Last year, the IEEE P3109 committee started work on an industry standard for precision formats used in machine learning. This work could take another year or two.
Some Sims Shine at Lower Precision
While FP64 remains popular for simulations, many use lower-precision math when it delivers useful results faster.
For example, researchers run in FP32 a popular simulator for car crashes, LS-Dyna from Ansys. Genomics is another field that tends to prefer lower-precision math.
In addition, many traditional simulations are starting to adopt AI for at least part of their workflows. As workloads shift towards AI, supercomputers need to support lower precision to run these emerging applications well.
Benchmarks Evolve With Workloads
Recognizing these changes, researchers including Jack Dongarra — the 2021 Turing award winner and a contributor to HPL — debuted HPL-AI in 2019. It’s a new benchmark that’s better for measuring these new workloads.

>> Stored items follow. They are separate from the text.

PR #1889, opened 2024-10-29
Allow parent project to override options

spacey-sooty:
I needed to depend on gtsam without boost, but when using fetch content I couldn't override the options relating to boost usage to disable it

I fixed this by setting polity CMP0077

### DIFF
--- a/CMakeLists.txt
+++ b/CMakeLists.txt
@@ -1,5 +1,11 @@
 cmake_minimum_required(VERSION 3.0)
 
+# allow parent project to override options
+if (POLICY CMP0077)
+  cmake_policy(SET CMP0077 NEW)
+endif(POLICY CMP0077)
+
+
 # Set the version number for the library
 set (GTSAM_VERSION_MAJOR 4)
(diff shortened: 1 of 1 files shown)


dellaert:
Please provide a description. What prompted this and how did you solve it?

spacey-sooty:
> Please provide a description. What prompted this and how did you solve it?

Done

CMakeLists.txt
```diff
@@ -1,5 +1,11 @@
 cmake_minimum_required(VERSION 3.0)
 
+# allow parent project to override options
```
varunagrawal, line 3: Nitpick: Would your project be the parent project or the _dependent_ project? Other than potentially updating this, your PR comment explains the need well. :)

spacey-sooty: It would be the dependent project but in this case is acting as the parent as it has to build gtsam (eg by fetchcontent)

varunagrawal (approved):
Awesome LGTM

PR #1891, opened 2024-10-29
Fix warning: ‘beta’ may be used uninitialized in this function

jlblancoc:
Simple change. Trying to make ROS builds quieter...


varunagrawal (approved):
Thank you @jlblancoc

PR #1894, opened 2024-11-04
Lots of Hybrid Improvements

varunagrawal:
1. `HybridGaussianFactorGraph::discreteFactors()` to retrieve all the discrete factors. More of a convenience method.
2. `prune` method for `HybridNonlinearFactor`.
3. Prune in `reorderRelinearize` to improve nonlinear efficiency.
4. Improve Switching tests.


gtsam/hybrid/HybridGaussianFactorGraph.cpp
```diff
@@ -580,4 +580,15 @@ GaussianFactorGraph HybridGaussianFactorGraph::choose(
   return gfg;
 }
 
+/* ************************************************************************ */
+DiscreteFactorGraph HybridGaussianFactorGraph::discreteFactors() const {
+  DiscreteFactorGraph dfg;
+  for (auto &&f : factors_) {
+    auto discreteFactor = std::dynamic_pointer_cast<DiscreteFactor>(f);
+    assert(discreteFactor);
```
dellaert: I don’t understand how this can work. Not all factors are discrete, right?

dellaert (commented):
Just one question

gtsam/hybrid/HybridGaussianFactorGraph.cpp
varunagrawal: Yup, which is why we have the assert, but I guess the `if(auto discreteFactor = ...)` check is better.

dellaert (approved):
OK, that makes more sense :-)

PR #1895, opened 2024-11-04
Update MacOS Images for CI

varunagrawal:
Github Actions has [deprecated macos-12](https://github.com/actions/runner-images), so upgrading to macos-13.

Additionally, adding support for Mac ARM64 processors in the CI.


dellaert (commented):
Thanks! But why omit 13 now in the python build? Could you just switch 12 to 13?

varunagrawal:
> Thanks! But why omit 13 now in the python build? Could you just switch 12 to 13?

Done.

dellaert (approved):

PR #1897, opened 2024-11-06
Add missing #if for clang

jlblancoc:
One of the remaining warnings in the ROS build farms for gtsam dev builds.


ProfFan (approved):
Thanks!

“Mixed-precision techniques have become increasingly important to improve the computing efficiency of supercomputers, both for traditional simulations with iterative refinement techniques as well as for AI applications,” Dongarra said in a 2019 blog. “Just as HPL allows benchmarking of double-precision capabilities, this new approach based on HPL allows benchmarking of mixed-precision capabilities of supercomputers at scale.”
Thomas Lippert, director of the Jülich Supercomputing Center, agreed.

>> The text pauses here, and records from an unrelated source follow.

PR #1898, opened 2024-11-06
Reduce memory consumption during discrete pruning

varunagrawal:
When running pruning, especially when we have a large number of discrete variables, the code would try to collect all the values in a `std::vector`. In the case we had >20 discrete variables with cardinality 2 each, this would lead to vectors of size greater than a million, thus taking up a large amount of memory.
Once the allocated heap memory exceeded a limit, the OS would automatically kill the process.

To address this, I implemented a simple `MinHeap` class and used it to maintain at most `maxNrAssignments` values in the heap, popping smaller values as necessary.

This successfully addresses the memory issue, and on profiling with gperftools, the heap profile **drops from 25 GB to less than 1 MB**. Consequently, I have been able to run the hybrid estimator to **over 120 timesteps, up from a limit of 28**.

The estimator is still struggling once we go beyond 150 due to the large number of discrete variables at that point. This would seem like a good candidate for some sort of marginalization scheme, since the initial 50 discrete variables shouldn't be affected much.

### DIFF
--- a/gtsam/discrete/DecisionTreeFactor.cpp
+++ b/gtsam/discrete/DecisionTreeFactor.cpp
@@ -363,13 +363,15 @@ namespace gtsam {
     /// Push value onto the heap
     void push(double x) {
       v_.push_back(x);
-      std::make_heap(v_.begin(), v_.end(), std::greater<double>{});
+      std::push_heap(v_.begin(), v_.end(), std::greater<double>{});
     }
 
     /// Push value `x`, `n` number of times.
     void push(double x, size_t n) {
-      v_.insert(v_.end(), n, x);
-      std::make_heap(v_.begin(), v_.end(), std::greater<double>{});
+      for (size_t i = 0; i < n; ++i) {
+        v_.push_back(x);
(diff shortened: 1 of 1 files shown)


dellaert (commented):
Obvious question: why not use a built-in heap data structure from the standard library? Is there not one that satisfies our needs?

varunagrawal:
> Obvious question: why not use a built-in heap data structure from the standard library? Is there not one that satisfies our needs?

I tried looking for one as my first plan of attack, but some recommend using the [std::priority_queue](https://en.cppreference.com/w/cpp/container/priority_queue), while others recommend using the [heap functions around a container](https://en.cppreference.com/w/cpp/algorithm/make_heap).
Since I only ever keep the top N values, I found the later to be efficient and useful, especially since the `std::priority_queue` also uses a `std::vector` as the container under the hood.

Additionally, I was able to customize the API to use the std::vector with heap functions (allowing for convenient printing, for example) but mimic a simple API similar to the priority_queue. Win-win.

dellaert (approved):
Great!

PR #1899, opened 2024-11-07
Bump min required cmake version to 3.9

jlblancoc:
In the top-level cmake file. It was 3.5 and recent cmake versions complain about it becoming deprecate.
Also, the wrap directory already required 3.9 anyhow.

PS: This is only an issue to users of Ubuntu 16.04 or older...


varunagrawal (approved):
I'm a fan of following deprecation warnings. Hopefully we don't get too many complaints from users on older systems.

PR #1930, opened 2024-12-14
Endow NavState with group operations

dellaert:
This is a smaller PR than #1613 that adds $SE_2(3)$ group operations to NavState. Be careful though: we use R,t,v order.
A lot of this code is written by @varunagrawal and possibly @ProfFan.

This PR:
- Takes all unit-tested changes from #1613 except transposes and todos
- Adds `ExpmapTranslation` to `Pose3`, whose derivative with respect to angular velocity is exactly Q
- Uses that in both `Pose3::Expmap` and `NavState::Expmap` 

`ExpmapTranslation` avoids code duplication and clearly exposes the structure of the exponential map Jacobian. `NavState::Expmap` is also faster because we don't create the 3x3 W matrices *unless* the derivative is asked for.

### DIFF
--- a/gtsam/geometry/Pose3.cpp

“We’re using the HPL-AI benchmark because it’s a good measure of the mixed-precision work in a growing number of our AI and scientific workloads — and it reflects accurate 64-bit floating point results, too,” he said in a blog posted last year.
Today’s Exaflop Systems
In a June report, 20 supercomputer centers around the world reported their HPL-AI results, three of them delivering more than an exaflop.
One of those systems, a supercomputer at Oak Ridge National Laboratory, also exceeded an exaflop in FP64 performance on HPL.
Two years ago, a very unconventional system was the first to hit an exaflop. The crowd-sourced supercomputer assembled by the Folding@home consortium passed the milestone after it put out a call for help fighting the COVID-19 pandemic and was deluged with donated time on more than a million computers.
Exaflop in Theory and Practice
Since then, many organizations have installed supercomputers that deliver more than an exaflop in theoretical peak performance. It’s worth noting that the TOP500 list reports both Rmax (actual) and Rpeak (theoretical) scores.
Rmax is simply the best performance a computer actually demonstrated.
Rpeak is a system’s top theoretical performance if everything could run at its highest possible level, something that almost never really happens. It’s typically calculated by multiplying the number of processors in a system by their clock speed, then multiplying the result by the number of floating point operations the processors can perform in one second.
So, if someone says their system can do an exaflop, consider asking if that’s using Rmax (actual) or Rpeak (theoretical).
Many Metrics in the Exaflop Age
It’s another one of the many nuances in this new exascale era.
And it’s worth noting that HPL and HPL-AI are synthetic benchmarks, meaning they measure performance on math routines, not real-world applications. Other benchmarks, like MLPerf, are based on real-world workloads.
In the end, the best measure of a system’s performance, of course, is how well it runs a user’s applications. That’s a measure not based on exaflops, but on ROI.